START Records shown

Issue #1201, opened 2015-07-29
Timeout in get user with strong option makes subsequent weak get fail [JIRA: RCS-250]


shino:
Symptom : single slow node may cause user fetch failure.
- Getting CS user is in two steps, first step with PR=all,
  in which single slow riak node can cause timeout error at client.
- When timeout occurs in `riakc_pb_socket`, it disconnects TCP connection
  and goes into wait-and-retry loop.
- Then, CS user get 2nd phase with weak option, but it's likely that reconnect
  does not happen yet, fails with disconnected error.

If "slow" node is completely frozen (no action will come out from it),
after health check timeout, strong get fails by "insufficient vnodes"
and weak get should work well.  For this case, certain user can not
access Riak CS for finite time period, 60 sec by default.

---

Reproduction (or simulation)
- Create 4-node cluster (`{get_user_timeout, 3000}` in advanced.config may help)
- Memo dev2 pid
  
  ```
  DEV2=`ps aux | grep riak_ee | grep dev1 | grep beam.smp | awk '{print $2;}' `
  ```
- Freeze it: `kill -s SIGSTOP $DEV2` (keep your fingers crossed, if unfortunate, freeze another node :hear_no_evil:)
- Do any access,

shino:
For release note, short version: Improve user object fetch logic when some nodes are slow or silently failed.
For longer version, please refer the description of this issue.

shino:
Addressed by #1230

PR #1230, opened 2015-08-31
Give grace period for `riakc_pb_socket` to reconnect

shino:
This PR addresses #1201 (RCS-250) (RCS-250) .

When `riakc_pb_socket` detects timeout errors, it disconnects the
TCP connection and enters reconnection phase.  Immediate next
request to `riakc_pb_socket` process will likely fail with
infamous `disconnect` errors.

Typical case is described in #1201 (RCS-250) (RCS-250) for user object fetch.
Also, there is another case for block get. If the first
primary vnode for a block is very slow, the reuqest will
timeout because it is `N=one`. Then subsequent `N=all`
request will likely fail.

This PR fixes these two cases by adding grace period so that
`riakc_pb_socket` can reconnect if possible.

### DIFF
--- a/src/riak_cs_block_server.erl
+++ b/src/riak_cs_block_server.erl
@@ -294,6 +294,7 @@ try_local_get(RcPid, FullBucket, FullKey, GetOptions1, GetOptions2,
                           Why == disconnected;
                           Why == <<"{insufficient_vnodes,0,need,1}">>;
                           Why == {insufficient_vnodes,0,need,1} ->
+            _ = riak_cs_pbc:pause_to_reconnect(block_pbc(RcPid), Why, Timeout),
             handle_local_notfound(RcPid, FullBucket, FullKey, GetOptions2,
                                   ProceedFun, RetryFun,
                                   [{local_one, Why}|ErrorReasons], UseProxyGet,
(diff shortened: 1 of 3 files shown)


shino:
Rebased on develop 1643c8d to incorporate r_t fix #1231

kuenishi:
~~Currently we have `auto_reconnect` as `false` by default, so the recovery from `disconnected` state is by just re-launching the process by poolboy?~~ [edit]We had auto_reconnect as true by default. I was wrong.

shino:
> by just re-launching the process by poolboy?

Does "the process" indicate `riak_cs_riak_client` process? Or `riakc_pb_socket`?

kuenishi:
I think it was riak_cs_riak_client.

shino:
It may be my mind model of riak cs code base... some processes share single riak_cs_riak_client checked out from a pool, and (at least I think) the pid is unchangable in a request-response lifecycle. If it should be changed or renewed, all the processes that share it should be notified and renew to new pid. At the current implementation, I'm afraid that it might be a big diff covering many modules in the final stage of 2.1.0 development cycle.

By the example of this PR's current diff, block server process detects `timeout` but it can not notify put/get FSM and/or mochiweb acceptor processes which has the pid in `#context`.

Although, I prefer any other way to just sleeping in general if possible. This PR is not mandatory for 2.1.0 because it's long standing issue :sweat:

Some random thoughts for possible next PR creator:
- Slow node or silent node failure may prevent some users from accessing Riak CS system _completely_ (because user object can not be fetched) typically for 60 seconds.
- Using `queue_if_disconnected` encapsulates `disconnected` state in `riakc_pb_socket` and hides it from riak cs, it will be not good for visibility.

shino:
@borshop merge

kuenishi:
GC also fails at `riak_cs_gc_key_list.erl` like this:

```
2015-09-07 18:17:29.172 [warning] <0.10473.4>@riak_cs_gc_key_list:eligible_manifest_keys:122 Error occurred trying to query from time <<"0">> to <<"1441531049">>in gc key index. Reason: disconnected
```

Maybe we'd also need this [here](https://github.com/basho/riak_cs/blob/66d081601302c174ac2e0442ff54084757bb843f/src/riak_cs_gc_key_list.erl#L169). ... but the code change couldn't be small. fmm.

END Records shown

● Your objective:
The records above need copying. Do it exactly.

● Response below:
Issue #1201, opened 2015-07-29
Timeout in get user with strong option makes subsequent weak get fail [JIRA: RCS-250]


shino:
Symptom : single slow node may cause user fetch failure.
- Getting CS user is in two steps, first step with PR=all,
  in which single slow riak node can cause timeout error at client.
- When timeout occurs in `riakc_pb_socket`, it disconnects TCP connection
  and goes into wait-and-retry loop.
- Then, CS user get 2nd phase with weak option, but it's likely that reconnect
  does not happen yet, fails with disconnected error.

If "slow" node is completely frozen (no action will come out from it),
after health check timeout, strong get fails by "insufficient vnodes"
and weak get should work well.  For this case, certain user can not
access Riak CS for finite time period, 60 sec by default.

---

Reproduction (or simulation)
- Create 4-node cluster (`{get_user_timeout, 3000}` in advanced.config may help)
- Memo dev2 pid
  
  ```
  DEV2=`ps aux | grep riak_ee | grep dev1 | grep beam.smp | awk '{print $2;}' `
  ```
- Freeze it: `kill -s SIGSTOP $DEV2` (keep your fingers crossed, if unfortunate, freeze another node :hear_no_evil:)
- Do any access,

shino:
For release note, short version: Improve user object fetch logic when some nodes are slow or silently failed.
For longer version, please refer the description of this issue.

shino:
Addressed by #1230

PR #1230, opened 2015-08-31
Give grace period for `riakc_pb_socket` to reconnect

shino:
This PR addresses #1201 (RCS-250) (RCS-250) .

When `riakc_pb_socket` detects timeout errors, it disconnects the
TCP connection and enters reconnection phase.  Immediate next
request to `riakc_pb_socket` process will likely fail with
infamous `disconnect` errors.

Typical case is described in #1201 (RCS-250) (RCS-250) for user object fetch.
Also, there is another case for block get. If the first
primary vnode for a block is very slow, the reuqest will
timeout because it is `N=one`. Then subsequent `N=all`
request will likely fail.

This PR fixes these two cases by adding grace period so that
`riakc_pb_socket` can reconnect if possible.

### DIFF
--- a/src/riak_cs_block_server.erl
+++ b/src/riak_cs_block_server.erl
@@ -294,6 +294,7 @@ try_local_get(RcPid, FullBucket, FullKey, GetOptions1, GetOptions2,
                           Why == disconnected;
                           Why == <<"{insufficient_vnodes,0,need,1}">>;
                           Why == {insufficient_vnodes,0,need,1} ->
+            _ = riak_cs_pbc:pause_to_reconnect(block_pbc(RcPid), Why, Timeout),
             handle_local_notfound(RcPid, FullBucket, FullKey, GetOptions2,
                                   ProceedFun, RetryFun,
                                   [{local_one, Why}|ErrorReasons], UseProxyGet,
(diff shortened: 1 of 3 files shown)


shino:
Rebased on develop 1643c8d to incorporate r_t fix #1231

kuenishi:
~~Currently we have `auto_reconnect` as `false` by default, so the recovery from `disconnected` state is by just re-launching the process by poolboy?~~ [edit]We had auto_reconnect as true by default. I was wrong.

shino:
> by just re-launching the process by poolboy?

Does "the process" indicate `riak_cs_riak_client` process? Or `riakc_pb_socket`?

kuenishi:
I think it was riak_cs_riak_client.

shino:
It may be my mind model of riak cs code base... some processes share single riak_cs_riak_client checked out from a pool, and (at least I think) the pid is unchangable in a request-response lifecycle. If it should be changed or renewed, all the processes that share it should be notified and renew to new pid. At the current implementation, I'm afraid that it might be a big diff covering many modules in the final stage of 2.1.0 development cycle.

By the example of this PR's current diff, block server process detects `timeout` but it can not notify put/get FSM and/or mochiweb acceptor processes which has the pid in `#context`.

Although, I prefer any other way to just sleeping in general if possible. This PR is not mandatory for 2.1.0 because it's long standing issue :sweat:

Some random thoughts for possible next PR creator:
- Slow node or silent node failure may prevent some users from accessing Riak CS system _completely_ (because user object can not be fetched) typically for 60 seconds.
- Using `queue_if_disconnected` encapsulates `disconnected` state in `riakc_pb_socket` and hides it from riak cs, it will be not good for visibility.

shino:
@borshop merge

kuenishi:
GC also fails at `riak_cs_gc_key_list.erl` like this:

```
2015-09-07 18:17:29.172 [warning] <0.10473.4>@riak_cs_gc_key_list:eligible_manifest_keys:122 Error occurred trying to query from time <<"0">> to <<"1441531049">>in gc key index. Reason: disconnected
```

Maybe we'd also need this [here](https://github.com/basho/riak_cs/blob/66d081601302c174ac2e0442ff54084757bb843f/src/riak_cs_gc_key_list.erl#L169). ... but the code change couldn't be small. fmm.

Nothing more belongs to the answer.